Dataset entries:
"""
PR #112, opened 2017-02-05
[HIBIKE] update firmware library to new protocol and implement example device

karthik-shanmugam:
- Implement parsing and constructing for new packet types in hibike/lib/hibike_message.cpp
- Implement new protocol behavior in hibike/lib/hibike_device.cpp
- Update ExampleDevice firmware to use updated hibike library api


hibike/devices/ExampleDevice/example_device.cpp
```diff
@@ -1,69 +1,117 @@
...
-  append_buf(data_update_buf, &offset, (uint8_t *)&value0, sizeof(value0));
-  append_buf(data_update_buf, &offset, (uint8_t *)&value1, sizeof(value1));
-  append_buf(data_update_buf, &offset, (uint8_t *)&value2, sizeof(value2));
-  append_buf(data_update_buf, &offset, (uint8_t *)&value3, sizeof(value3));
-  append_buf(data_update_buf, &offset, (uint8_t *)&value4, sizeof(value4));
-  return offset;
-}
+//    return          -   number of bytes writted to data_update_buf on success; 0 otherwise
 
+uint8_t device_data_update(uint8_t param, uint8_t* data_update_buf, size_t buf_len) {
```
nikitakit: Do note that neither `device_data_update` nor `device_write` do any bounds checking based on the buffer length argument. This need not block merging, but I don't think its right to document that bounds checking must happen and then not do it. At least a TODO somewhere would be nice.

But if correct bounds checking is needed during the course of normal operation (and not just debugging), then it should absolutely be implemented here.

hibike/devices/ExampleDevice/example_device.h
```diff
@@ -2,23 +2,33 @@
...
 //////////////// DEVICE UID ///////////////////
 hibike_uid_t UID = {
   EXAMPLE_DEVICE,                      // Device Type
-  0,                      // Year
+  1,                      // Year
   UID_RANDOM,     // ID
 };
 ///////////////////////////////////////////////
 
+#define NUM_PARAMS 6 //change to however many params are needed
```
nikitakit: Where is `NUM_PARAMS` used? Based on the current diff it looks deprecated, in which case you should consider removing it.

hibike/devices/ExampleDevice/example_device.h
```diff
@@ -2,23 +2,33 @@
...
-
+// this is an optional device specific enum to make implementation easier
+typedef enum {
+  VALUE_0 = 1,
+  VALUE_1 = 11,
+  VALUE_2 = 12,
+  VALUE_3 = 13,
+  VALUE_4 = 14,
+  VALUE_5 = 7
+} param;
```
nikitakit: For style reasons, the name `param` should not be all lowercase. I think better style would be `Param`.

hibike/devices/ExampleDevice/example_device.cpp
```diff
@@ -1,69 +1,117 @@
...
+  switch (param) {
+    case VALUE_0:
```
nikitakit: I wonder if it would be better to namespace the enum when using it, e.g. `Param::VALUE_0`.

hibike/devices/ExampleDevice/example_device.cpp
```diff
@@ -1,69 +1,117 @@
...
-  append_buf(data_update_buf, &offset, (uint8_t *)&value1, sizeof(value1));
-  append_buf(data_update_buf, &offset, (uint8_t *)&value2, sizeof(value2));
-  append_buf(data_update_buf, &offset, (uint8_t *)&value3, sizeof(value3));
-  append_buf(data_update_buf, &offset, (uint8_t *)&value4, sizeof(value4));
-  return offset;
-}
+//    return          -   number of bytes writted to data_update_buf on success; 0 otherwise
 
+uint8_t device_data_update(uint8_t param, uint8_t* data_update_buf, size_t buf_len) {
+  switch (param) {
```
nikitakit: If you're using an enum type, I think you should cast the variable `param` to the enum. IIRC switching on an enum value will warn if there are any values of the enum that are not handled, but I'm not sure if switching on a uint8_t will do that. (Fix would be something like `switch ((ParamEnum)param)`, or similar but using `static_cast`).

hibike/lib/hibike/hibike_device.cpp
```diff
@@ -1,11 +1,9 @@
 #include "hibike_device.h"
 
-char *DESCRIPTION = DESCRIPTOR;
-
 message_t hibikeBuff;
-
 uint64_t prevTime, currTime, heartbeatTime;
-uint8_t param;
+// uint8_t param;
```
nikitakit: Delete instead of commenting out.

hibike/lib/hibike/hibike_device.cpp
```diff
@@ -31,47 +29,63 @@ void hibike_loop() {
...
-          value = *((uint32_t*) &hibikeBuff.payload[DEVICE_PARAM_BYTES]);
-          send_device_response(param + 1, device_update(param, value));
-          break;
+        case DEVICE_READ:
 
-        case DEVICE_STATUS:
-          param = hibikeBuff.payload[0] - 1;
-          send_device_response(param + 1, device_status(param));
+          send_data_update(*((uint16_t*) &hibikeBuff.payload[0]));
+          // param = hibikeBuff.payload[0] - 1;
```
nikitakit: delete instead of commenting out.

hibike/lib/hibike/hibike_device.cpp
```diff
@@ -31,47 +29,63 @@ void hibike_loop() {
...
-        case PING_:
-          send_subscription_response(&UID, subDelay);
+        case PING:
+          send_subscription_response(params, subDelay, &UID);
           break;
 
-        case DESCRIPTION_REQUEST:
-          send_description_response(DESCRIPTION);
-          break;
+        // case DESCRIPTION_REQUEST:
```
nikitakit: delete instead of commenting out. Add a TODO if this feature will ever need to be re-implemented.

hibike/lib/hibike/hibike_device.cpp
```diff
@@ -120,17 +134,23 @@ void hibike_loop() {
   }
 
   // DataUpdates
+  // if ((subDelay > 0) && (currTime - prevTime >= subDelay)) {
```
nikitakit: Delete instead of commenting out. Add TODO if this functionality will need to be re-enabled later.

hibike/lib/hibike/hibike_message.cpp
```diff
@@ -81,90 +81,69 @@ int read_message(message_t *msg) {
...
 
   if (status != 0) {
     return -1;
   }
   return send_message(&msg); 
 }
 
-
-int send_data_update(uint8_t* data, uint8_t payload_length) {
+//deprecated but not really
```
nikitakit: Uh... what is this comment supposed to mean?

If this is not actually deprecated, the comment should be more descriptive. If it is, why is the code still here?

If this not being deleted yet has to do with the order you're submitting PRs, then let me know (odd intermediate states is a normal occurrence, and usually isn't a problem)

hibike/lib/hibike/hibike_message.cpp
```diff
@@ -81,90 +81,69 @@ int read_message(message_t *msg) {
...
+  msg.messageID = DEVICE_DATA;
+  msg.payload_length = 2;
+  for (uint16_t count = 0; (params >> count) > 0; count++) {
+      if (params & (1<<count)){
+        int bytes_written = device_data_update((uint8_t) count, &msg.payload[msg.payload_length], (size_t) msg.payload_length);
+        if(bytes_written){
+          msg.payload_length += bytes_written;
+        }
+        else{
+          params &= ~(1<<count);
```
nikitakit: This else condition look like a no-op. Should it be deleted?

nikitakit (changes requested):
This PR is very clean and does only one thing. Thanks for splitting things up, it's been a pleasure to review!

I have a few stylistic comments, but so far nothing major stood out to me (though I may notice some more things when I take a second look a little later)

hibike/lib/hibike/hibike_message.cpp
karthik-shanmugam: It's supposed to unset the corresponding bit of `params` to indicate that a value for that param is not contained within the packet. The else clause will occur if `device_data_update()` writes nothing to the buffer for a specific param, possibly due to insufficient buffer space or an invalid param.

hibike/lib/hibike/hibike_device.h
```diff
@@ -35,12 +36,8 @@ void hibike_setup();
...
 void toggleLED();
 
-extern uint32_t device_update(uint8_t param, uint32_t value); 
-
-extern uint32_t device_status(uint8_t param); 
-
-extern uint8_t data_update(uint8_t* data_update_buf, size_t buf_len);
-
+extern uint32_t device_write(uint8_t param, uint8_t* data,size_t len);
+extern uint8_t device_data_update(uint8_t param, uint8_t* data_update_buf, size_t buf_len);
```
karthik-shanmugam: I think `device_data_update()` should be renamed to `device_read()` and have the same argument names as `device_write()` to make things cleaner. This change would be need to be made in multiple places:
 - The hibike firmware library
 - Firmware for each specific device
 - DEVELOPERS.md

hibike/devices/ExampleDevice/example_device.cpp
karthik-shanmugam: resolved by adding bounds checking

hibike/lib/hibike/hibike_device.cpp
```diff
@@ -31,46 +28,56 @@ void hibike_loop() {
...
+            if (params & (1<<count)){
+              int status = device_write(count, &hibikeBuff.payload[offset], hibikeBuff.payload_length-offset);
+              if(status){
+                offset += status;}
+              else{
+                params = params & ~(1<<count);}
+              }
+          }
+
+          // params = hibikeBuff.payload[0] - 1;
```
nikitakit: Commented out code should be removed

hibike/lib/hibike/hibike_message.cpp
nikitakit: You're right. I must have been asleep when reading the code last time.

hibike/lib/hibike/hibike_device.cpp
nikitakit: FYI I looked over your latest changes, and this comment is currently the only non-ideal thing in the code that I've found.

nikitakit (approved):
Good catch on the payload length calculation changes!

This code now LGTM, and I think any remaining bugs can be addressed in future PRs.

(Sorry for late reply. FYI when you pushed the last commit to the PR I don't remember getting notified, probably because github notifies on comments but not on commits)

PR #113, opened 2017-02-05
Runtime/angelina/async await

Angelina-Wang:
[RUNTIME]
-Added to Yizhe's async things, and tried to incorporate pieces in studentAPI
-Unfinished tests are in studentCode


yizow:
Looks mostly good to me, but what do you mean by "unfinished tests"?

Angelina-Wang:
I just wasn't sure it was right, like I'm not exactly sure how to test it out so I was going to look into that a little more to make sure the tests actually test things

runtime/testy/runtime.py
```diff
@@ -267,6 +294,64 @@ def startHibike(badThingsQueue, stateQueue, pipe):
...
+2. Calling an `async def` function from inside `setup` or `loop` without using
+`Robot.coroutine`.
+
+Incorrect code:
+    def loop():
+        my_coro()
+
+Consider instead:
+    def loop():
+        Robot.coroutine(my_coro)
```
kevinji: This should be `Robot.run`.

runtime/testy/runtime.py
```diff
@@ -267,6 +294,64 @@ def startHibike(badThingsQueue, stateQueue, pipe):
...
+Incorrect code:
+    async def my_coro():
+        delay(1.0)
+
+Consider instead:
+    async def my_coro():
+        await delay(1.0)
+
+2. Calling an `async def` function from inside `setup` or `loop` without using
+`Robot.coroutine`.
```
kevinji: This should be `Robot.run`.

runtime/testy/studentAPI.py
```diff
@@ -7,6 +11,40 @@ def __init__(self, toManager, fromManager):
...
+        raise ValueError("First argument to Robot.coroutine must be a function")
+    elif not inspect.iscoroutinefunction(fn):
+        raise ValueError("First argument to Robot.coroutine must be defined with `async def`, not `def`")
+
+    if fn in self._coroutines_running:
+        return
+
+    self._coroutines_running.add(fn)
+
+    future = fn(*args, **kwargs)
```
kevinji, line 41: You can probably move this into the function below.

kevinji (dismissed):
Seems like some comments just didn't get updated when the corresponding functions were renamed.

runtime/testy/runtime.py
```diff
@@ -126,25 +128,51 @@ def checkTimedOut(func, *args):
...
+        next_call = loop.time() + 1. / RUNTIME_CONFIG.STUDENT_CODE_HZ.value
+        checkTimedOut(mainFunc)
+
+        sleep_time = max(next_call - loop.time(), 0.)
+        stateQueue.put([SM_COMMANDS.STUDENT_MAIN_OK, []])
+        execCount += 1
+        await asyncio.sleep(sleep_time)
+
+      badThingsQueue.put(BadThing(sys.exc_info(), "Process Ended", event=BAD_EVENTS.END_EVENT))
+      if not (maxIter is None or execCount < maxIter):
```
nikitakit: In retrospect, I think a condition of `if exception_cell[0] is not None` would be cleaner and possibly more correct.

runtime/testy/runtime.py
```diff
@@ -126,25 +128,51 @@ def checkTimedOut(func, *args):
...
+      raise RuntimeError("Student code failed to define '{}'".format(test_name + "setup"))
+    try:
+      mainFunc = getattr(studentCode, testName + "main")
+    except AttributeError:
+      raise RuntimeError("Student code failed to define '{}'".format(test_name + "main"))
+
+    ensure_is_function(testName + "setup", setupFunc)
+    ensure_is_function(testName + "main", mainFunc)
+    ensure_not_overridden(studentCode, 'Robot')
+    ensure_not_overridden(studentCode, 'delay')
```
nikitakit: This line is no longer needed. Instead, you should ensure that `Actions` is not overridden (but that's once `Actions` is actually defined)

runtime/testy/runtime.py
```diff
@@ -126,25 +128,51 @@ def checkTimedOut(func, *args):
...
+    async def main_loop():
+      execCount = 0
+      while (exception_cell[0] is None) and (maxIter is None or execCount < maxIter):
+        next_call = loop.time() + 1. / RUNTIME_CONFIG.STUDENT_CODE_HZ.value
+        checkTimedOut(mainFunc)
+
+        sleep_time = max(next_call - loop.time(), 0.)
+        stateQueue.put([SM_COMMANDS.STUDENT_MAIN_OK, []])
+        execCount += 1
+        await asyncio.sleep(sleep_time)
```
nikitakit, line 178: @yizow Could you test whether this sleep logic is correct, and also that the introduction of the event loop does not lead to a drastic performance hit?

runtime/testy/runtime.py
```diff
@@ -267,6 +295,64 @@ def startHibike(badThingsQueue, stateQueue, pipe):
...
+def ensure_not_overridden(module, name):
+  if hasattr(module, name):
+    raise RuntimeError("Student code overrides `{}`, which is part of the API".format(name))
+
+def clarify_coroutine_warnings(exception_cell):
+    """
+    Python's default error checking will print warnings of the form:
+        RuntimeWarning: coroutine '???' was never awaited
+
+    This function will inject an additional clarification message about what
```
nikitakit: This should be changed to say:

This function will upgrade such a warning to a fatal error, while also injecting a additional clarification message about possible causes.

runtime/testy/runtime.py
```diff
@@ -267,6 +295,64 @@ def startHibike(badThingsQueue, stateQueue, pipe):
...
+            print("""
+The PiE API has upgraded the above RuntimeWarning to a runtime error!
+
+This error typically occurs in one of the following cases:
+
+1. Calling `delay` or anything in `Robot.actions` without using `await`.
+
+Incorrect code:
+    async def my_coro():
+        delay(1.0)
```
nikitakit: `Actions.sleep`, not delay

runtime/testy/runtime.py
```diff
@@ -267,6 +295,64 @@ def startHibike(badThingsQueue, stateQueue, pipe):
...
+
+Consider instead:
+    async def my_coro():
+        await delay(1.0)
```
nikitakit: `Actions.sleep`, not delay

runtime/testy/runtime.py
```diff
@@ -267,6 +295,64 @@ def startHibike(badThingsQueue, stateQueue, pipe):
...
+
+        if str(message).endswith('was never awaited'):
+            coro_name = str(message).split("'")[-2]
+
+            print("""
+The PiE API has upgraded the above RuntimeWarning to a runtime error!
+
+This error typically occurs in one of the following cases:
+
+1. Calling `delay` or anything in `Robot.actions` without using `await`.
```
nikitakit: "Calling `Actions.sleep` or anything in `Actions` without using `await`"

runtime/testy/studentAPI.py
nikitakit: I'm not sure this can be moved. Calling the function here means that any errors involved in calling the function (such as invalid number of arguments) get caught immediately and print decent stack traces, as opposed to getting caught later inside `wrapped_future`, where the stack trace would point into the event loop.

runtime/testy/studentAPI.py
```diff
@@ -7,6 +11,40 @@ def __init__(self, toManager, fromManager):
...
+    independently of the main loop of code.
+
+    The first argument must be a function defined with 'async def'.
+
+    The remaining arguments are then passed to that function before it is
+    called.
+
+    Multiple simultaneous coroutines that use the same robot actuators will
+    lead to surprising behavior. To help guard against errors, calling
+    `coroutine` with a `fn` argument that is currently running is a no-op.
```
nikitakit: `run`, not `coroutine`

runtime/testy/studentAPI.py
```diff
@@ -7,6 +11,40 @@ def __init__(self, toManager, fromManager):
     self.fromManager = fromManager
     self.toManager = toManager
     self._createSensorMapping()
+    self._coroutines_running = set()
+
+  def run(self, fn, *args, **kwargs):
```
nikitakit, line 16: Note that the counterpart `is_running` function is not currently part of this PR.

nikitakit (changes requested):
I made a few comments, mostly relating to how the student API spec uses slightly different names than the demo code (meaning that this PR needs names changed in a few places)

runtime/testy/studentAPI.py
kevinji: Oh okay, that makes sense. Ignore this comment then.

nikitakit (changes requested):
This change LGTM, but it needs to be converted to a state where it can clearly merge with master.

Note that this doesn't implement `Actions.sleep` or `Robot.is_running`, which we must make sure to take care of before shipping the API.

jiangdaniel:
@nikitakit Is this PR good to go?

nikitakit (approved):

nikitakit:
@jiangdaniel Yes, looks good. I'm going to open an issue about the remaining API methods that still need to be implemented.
"""
What is expected →
Could you restate word for word the lines above from the one containing "nikitakit: Uh... what" through the one containing "If this is not", both included, and nothing else?

Solution to the exercise →
nikitakit: Uh... what is this comment supposed to mean?

If this is not actually deprecated, the comment should be more descriptive. If it is, why is the code still here?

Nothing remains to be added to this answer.